Post-Treatment Coagulation Recheck: The MOST critical monitoring point is 48-72 hours after the completion* of the 30-day (or longer) Vitamin K1 course. At this point, a PT should be rechecked. If the PT is still prolonged, Vitamin K1 should be reinstituted for another 7-14 days, and the PT rechecked again after that period. This ensures the toxin has been fully metabolized and clotting factors can be produced without exogenous Vitamin K.
Owner Education:
* Compliance: Stress the absolute necessity of completing the entire Vitamin K1 course, even if the dog appears normal. Stopping early is a common and dangerous mistake.
* Confinement: Advise strict confinement to minimize trauma that could exacerbate bleeding if coagulopathy develops.
* Prevention: Discuss securing all rodenticide products.
Even without knowing the exact quantity, the potential for significant toxicity with brodifacoum warrants this aggressive, proactive approach. The delayed onset of clinical signs means we cannot wait to see symptoms develop.
Here's the immediate plan:
* Emesis: Given the 2-hour ingestion window, inducing emesis is the priority. Use apomorphine: 0.03 mg/kg IV or via conjunctival tablet. Monitor for successful vomiting and ensure all vomitus is collected and inspected for bait.
* Activated Charcoal: Following successful emesis, administer activated charcoal to adsorb any remaining toxin in the GI tract. Dose: 1-2 g/kg PO. For the first dose, it can be given with sorbitol.
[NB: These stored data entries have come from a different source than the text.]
PR #162, opened 2020-09-03
Replace some non-inclusive language

adahn6:
### Description:
This update replaces some non-inclusive language in the codebase. The master branch is replaced by the main branch in travis and circleci scripts.

### Potential Impact:
One parameter has been renamed from 'master' to 'cluster', and accordingly any use of that parameter should be updated to reflect that. 

### Test Results:

------


src/main/java/org/openstreetmap/atlas/generator/tools/spark/SparkJob.java
```diff
@@ -53,7 +53,7 @@
             StringConverter.IDENTITY, Optionality.OPTIONAL);
     public static final Switch<String> OUTPUT = new Switch<>("output",
             "Output path of the Spark Job", StringConverter.IDENTITY, Optionality.REQUIRED);
-    public static final Switch<String> MASTER = new Switch<>("master", "The spark master URL",
+    public static final Switch<String> CLUSTER = new Switch<>("cluster", "The spark cluster URL",
```
matthieun, line 56: I think we should keep both, and have logic below to find which one was populated... That way downstream scripts do not fail right away?

config/checkstyle/checkstyle.xml
```diff
@@ -143,7 +143,7 @@
 		<module name="TrailingComment">
 			<property name="legalComment" value="NOSONAR"/>
 		</module>
-		<module name="TodoComment" />
+		<!--<module name="TodoComment" />-->
```
matthieun, line 146: I think we'd want to keep that to be consistent with Atlas, and instead use `// TODO` in place of `// @TODO` which triggers it.

matthieun (changes requested):
Thanks! Just two small requests!

config/checkstyle/checkstyle.xml
adahn6: oh, okay! I can fix that

src/main/java/org/openstreetmap/atlas/generator/tools/spark/SparkJob.java
adahn6: hmm.... I don't think that's a great idea, because there's no way of marking a parameter deprecated. so from a user standpoint, if they're not reading our code, it'll seem just as sudden when we finally remove the parameter

adahn6: I guess we could update the description string, but it seems pretty unlikely any downstream scripts are going to read that

matthieun: Ok, we can leave this as is then!

matthieun (approved):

* Vitamin K1: Initiate prophylactic Vitamin K1 therapy immediately. Brodifacoum's effects are delayed (2-5 days for clinical signs), but we don't wait for signs to develop with a known, potentially toxic ingestion.
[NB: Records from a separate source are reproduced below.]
PR #167, opened 2020-11-03
Spark FileSystems should be closed when no longer needed.

tsmock:
This fixes a resource leak, which will improve resource usage.

### Description:

Put `org.apache.hadoop.fs.FileSystem` creation into `try-with-resource` blocks. This ensures that the `FileSystem` is properly closed. There are also some fixes for sonar sprinkled in (mostly deduplication of strings).

### Potential Impact:

Major impact: Less resource utilization
No impact: No new exceptions are thrown (those that are thrown through the try-with-resources are caught and handled silently, to avoid breaking downstream users).

### Unit Test Approach:

N/A

### Test Results:

With https://github.com/osmlab/atlas-checks/pull/398, I was able to reduce the memory required to run the test check on NZL from 15 GB to 1GB. It may have been possible to run it with less memory (so < 1GB).

Notes:
* Additional modifications to `atlas-checks` was required in order to run the current `dev` branch of `atlas-generator`. Specifically, the resolution strategy for `jackson` had to be commented out (due to 54d1bd2b607f430379e18e2fee9166f6d803bf94 ).

------

In doubt: [Contributing Guidelines](https://github.com/osmlab/atlas/blob/dev/CONTRIBUTING.md)

TODO list:
List of everything that uses `org.apache.hadoop.fs.FileSystem` (from imports):

* ~src/main/java/org/openstreetmap/atlas/generator/PbfLocator.java~ [DONE, implements AutoCloseable]
* ~src/main/java/org/openstreetmap/atlas/generator/persistence/AbstractFileOutputFormat.java~ [N/A -- FileSystem passed into class]
* ~src/main/java/org/openstreetmap/atlas/generator/persistence/MultipleAtlasCountryStatisticsOutputFormat.java~ [N/A -- FileSystem passed into class]
* ~src/main/java/org/openstreetmap/atlas/generator/persistence/MultipleAtlasFeatureChangeOutput.java~ [N/A -- FileSystem passed into class]
* ~src/main/java/org/openstreetmap/atlas/generator/persistence/MultipleAtlasGeoJsonOutputFormat.java~ [N/A -- FileSystem passed into class]
* ~src/main/java/org/openstreetmap/atlas/generator/persistence/MultipleAtlasOutputFormat.java~ [N/A -- FileSystem passed into class]
* ~src/main/java/org/openstreetmap/atlas/generator/persistence/MultipleAtlasProtoOutputFormat.java~ [N/A -- FileSystem passed into class]
[...]

PR #171, opened 2021-01-19
AutoCloseable: Use autocloseable resources appropriately

tsmock:
### Description:

Add Closeable Resources, for use when a Resource depends upon an AutoCloseable resource that must not be closed prior to the user finishing with the resource.

### Potential Impact:

This largely comes down to memory impact. In osmlab/atlas-generator#167, closing resources significantly freed up space and sped up processing. Unfortunately, during testing, a bug where resources were closed prior to reads was missed. This fixes that issue by creating resources that store the closeable resources internally, which can then be closed automatically when finished.

This may have been missed due to specifying a `-sharding` parameter and/or a less congested network.

### Test Results:

I've done several runs with an executor on a Raspberry Pi (also running a hadoop server) with two worker nodes on Mac computers.

This depends upon ~https://github.com/osmlab/atlas/pull/727~ (just merged, build won't pass until version bump)

### DIFF
--- a/src/main/java/org/openstreetmap/atlas/generator/tools/spark/SparkJob.java
+++ b/src/main/java/org/openstreetmap/atlas/generator/tools/spark/SparkJob.java
@@ -29,10 +29,9 @@ import org.openstreetmap.atlas.generator.tools.spark.converters.SparkOptionsStri
 import org.openstreetmap.atlas.generator.tools.spark.persistence.PersistenceTools;
 import org.openstreetmap.atlas.generator.tools.spark.utilities.SparkFileHelper;
 import org.openstreetmap.atlas.streaming.compression.Decompressor;
-import org.openstreetmap.atlas.streaming.resource.AbstractResource;
 import org.openstreetmap.atlas.streaming.resource.FileSuffix;
-import org.openstreetmap.atlas.streaming.resource.InputStreamResource;
-import org.openstreetmap.atlas.streaming.resource.Resource;
+import org.openstreetmap.atlas.streaming.resource.InputStreamResourceCloseable;
+import org.openstreetmap.atlas.streaming.resource.ResourceCloseable;
 import org.openstreetmap.atlas.streaming.resource.http.GetResource;
 import org.openstreetmap.atlas.utilities.conversion.StringConverter;
 import org.openstreetmap.atlas.utilities.runtime.Command;
@@ -79,19 +78,31 @@ public abstract class SparkJob extends Command implements Serializable
 
     private transient JavaSparkContext context;
 
-    public static Resource resource(final String path, final Map<String, String> configurationMap)
+    /**
+     * Get resources from a path
+     *
+     * @param path
+     *            The resource path
+     * @param configurationMap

* Dose: 2.5-5 mg/kg/day PO divided BID.
* Administration: Administer with a fatty meal to enhance absorption.
* Duration: Given brodifacoum's long half-life, this treatment will likely be for a minimum of 30 days.
* Baseline Coagulation Profile: Obtain a baseline PT, PTT, and platelet count now. While these will be normal at 2 hours post-ingestion, they serve as a reference.
* Clinical Signs: Educate the owner to monitor for any signs of bleeding, which typically manifest 2-5 days post-ingestion. These include lethargy, weakness, bruising (ecchymoses, petechiae), epistaxis, hematuria, melena, gingival bleeding, or lameness due to hematoma formation.
Post-Treatment Coagulation Recheck: The MOST critical monitoring point is 48-72 hours after the completion* of the 30-day (or longer) Vitamin K1 course. At this point, a PT should be rechecked. If the PT is still prolonged, Vitamin K1 should be reinstituted for another 7-14 days, and the PT rechecked again after that period. This ensures the toxin has been fully metabolized and clotting factors can be produced without exogenous Vitamin K.
* Compliance: Stress the absolute necessity of completing the entire Vitamin K1 course, even if the dog appears normal. Stopping early is a common and dangerous mistake.
* Confinement: Advise strict confinement to minimize trauma that could exacerbate bleeding if coagulopathy develops.
* Prevention: Discuss securing all rodenticide products.
Even without knowing the exact quantity, the potential for significant toxicity with brodifacoum warrants this aggressive, proactive approach. The delayed onset of clinical signs means we cannot wait to see symptoms develop.